>>

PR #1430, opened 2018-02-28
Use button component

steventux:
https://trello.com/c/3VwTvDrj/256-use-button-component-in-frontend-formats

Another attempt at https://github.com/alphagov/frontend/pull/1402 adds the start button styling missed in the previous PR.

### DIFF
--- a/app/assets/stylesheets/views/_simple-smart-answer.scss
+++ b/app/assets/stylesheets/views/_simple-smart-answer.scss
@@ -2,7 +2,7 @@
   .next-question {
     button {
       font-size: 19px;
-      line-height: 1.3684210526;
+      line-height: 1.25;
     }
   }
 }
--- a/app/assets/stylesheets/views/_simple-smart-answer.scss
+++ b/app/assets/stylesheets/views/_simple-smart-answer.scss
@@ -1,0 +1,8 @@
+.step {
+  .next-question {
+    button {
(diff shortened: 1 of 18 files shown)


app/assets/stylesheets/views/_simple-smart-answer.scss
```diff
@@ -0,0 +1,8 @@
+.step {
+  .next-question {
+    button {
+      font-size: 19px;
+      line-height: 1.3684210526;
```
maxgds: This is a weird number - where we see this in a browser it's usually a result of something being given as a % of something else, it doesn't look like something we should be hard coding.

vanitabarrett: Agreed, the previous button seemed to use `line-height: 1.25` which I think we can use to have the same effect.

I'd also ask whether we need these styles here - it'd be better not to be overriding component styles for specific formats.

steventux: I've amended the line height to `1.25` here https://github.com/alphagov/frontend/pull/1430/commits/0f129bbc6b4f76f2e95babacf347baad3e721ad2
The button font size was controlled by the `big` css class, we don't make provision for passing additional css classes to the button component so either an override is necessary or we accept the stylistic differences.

<<

= Task statement =
Only lines with the string "size" are wanted; please find each one in the listing and copy it.

= Solution to this task =
       font-size: 19px;
+      font-size: 19px;
The button font size was controlled by the `big` css class, we don't make provision for passing additional css classes to the button component so either an override is necessary or we accept the stylistic differences.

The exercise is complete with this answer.